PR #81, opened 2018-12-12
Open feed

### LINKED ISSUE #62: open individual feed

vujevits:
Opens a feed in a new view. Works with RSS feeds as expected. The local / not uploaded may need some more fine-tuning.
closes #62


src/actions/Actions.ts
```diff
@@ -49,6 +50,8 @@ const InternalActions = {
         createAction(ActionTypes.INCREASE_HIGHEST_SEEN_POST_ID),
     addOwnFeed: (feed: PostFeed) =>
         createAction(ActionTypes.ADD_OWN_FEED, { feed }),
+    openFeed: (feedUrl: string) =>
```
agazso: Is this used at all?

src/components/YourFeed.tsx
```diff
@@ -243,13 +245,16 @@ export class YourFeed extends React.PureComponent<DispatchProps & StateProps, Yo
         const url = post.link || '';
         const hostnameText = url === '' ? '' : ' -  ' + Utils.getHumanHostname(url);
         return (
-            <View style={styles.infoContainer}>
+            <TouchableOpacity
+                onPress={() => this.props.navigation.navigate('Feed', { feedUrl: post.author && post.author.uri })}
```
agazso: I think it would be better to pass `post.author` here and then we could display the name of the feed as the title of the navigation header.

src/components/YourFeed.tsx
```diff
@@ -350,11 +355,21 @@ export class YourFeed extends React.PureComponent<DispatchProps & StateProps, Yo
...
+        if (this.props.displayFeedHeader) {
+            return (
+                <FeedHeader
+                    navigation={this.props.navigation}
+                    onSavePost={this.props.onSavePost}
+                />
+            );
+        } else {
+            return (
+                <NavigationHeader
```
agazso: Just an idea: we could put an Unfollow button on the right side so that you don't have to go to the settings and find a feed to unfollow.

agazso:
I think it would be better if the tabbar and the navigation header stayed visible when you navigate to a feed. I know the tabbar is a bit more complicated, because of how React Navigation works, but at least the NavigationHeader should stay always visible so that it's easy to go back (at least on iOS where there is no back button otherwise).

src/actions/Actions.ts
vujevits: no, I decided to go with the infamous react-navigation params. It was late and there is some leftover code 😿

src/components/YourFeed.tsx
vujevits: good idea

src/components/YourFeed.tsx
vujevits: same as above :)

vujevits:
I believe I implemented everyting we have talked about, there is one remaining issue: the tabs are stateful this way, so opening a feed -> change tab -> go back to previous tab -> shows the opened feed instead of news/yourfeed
+===+
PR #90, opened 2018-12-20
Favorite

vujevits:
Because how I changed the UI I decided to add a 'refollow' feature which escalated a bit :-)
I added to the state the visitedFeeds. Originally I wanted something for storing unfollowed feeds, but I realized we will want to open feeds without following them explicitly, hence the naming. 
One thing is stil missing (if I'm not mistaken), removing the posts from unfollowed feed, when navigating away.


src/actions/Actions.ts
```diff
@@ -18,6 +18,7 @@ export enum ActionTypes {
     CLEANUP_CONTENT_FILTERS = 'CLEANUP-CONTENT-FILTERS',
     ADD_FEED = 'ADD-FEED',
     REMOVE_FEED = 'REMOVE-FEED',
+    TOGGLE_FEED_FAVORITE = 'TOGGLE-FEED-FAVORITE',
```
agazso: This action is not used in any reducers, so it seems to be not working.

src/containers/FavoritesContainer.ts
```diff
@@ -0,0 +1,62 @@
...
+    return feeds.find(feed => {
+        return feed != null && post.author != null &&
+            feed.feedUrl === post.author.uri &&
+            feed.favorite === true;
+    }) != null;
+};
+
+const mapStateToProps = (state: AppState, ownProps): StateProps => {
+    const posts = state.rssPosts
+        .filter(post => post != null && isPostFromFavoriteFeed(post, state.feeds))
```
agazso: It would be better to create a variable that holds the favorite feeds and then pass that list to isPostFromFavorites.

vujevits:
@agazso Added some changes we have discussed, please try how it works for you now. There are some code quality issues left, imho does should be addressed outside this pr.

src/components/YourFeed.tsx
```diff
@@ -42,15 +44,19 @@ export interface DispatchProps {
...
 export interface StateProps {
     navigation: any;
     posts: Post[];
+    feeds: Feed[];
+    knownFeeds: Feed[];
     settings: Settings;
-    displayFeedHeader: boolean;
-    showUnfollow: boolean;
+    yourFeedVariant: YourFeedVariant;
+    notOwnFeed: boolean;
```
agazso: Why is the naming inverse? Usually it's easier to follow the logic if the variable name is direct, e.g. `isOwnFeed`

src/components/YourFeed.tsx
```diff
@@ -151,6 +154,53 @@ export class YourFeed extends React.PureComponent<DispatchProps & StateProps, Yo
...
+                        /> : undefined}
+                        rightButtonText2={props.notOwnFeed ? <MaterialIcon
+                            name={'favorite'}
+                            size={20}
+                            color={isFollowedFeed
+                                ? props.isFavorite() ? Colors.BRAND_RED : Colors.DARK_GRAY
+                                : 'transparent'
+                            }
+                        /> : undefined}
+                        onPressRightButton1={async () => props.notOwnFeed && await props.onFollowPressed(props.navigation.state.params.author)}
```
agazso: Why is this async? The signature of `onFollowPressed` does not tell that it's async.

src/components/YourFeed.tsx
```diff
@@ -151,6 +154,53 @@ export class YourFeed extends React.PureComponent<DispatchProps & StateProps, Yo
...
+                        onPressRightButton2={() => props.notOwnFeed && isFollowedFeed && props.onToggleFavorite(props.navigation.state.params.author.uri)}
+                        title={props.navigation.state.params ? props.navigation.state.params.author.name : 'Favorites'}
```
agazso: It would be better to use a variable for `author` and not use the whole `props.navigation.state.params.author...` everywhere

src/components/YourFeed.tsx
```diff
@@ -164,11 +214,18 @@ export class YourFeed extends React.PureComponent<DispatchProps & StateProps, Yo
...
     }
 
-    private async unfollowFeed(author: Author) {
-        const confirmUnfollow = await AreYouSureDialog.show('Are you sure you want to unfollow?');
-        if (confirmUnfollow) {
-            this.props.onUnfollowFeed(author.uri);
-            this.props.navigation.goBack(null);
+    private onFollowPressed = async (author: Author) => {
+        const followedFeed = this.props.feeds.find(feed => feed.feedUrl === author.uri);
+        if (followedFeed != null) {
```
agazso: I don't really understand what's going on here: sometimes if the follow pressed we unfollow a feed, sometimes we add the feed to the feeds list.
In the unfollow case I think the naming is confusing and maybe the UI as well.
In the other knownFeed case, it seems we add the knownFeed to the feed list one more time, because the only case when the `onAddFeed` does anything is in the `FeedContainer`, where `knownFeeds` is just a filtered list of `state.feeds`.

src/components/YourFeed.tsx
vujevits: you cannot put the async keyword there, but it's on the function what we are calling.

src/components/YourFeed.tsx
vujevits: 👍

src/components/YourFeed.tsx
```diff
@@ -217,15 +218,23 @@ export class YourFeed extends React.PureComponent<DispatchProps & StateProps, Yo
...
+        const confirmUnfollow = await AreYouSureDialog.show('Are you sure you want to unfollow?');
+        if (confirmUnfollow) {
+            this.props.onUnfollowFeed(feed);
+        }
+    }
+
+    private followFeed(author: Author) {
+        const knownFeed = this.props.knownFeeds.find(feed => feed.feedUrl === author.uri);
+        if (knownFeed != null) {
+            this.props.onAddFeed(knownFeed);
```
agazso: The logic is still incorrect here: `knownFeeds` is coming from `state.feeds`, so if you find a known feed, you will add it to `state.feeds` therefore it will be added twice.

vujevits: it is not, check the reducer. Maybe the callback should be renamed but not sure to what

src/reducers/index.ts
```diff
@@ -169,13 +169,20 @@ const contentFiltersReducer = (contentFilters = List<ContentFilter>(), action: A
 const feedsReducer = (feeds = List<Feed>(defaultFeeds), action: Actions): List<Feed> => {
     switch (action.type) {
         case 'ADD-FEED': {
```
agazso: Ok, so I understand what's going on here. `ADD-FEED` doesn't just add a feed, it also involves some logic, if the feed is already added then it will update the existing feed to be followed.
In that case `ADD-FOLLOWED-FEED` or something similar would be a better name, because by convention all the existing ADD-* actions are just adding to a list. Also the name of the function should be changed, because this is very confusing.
+===+
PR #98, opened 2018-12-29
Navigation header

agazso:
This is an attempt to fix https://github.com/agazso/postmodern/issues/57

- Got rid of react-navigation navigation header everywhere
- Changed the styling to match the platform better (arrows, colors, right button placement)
+===+
Retype the entries above exactly, but only from the line containing "agazso: Ok, so" through the line containing "In that case", both included.

Result »
agazso: Ok, so I understand what's going on here. `ADD-FEED` doesn't just add a feed, it also involves some logic, if the feed is already added then it will update the existing feed to be followed.
In that case `ADD-FOLLOWED-FEED` or something similar would be a better name, because by convention all the existing ADD-* actions are just adding to a list. Also the name of the function should be changed, because this is very confusing.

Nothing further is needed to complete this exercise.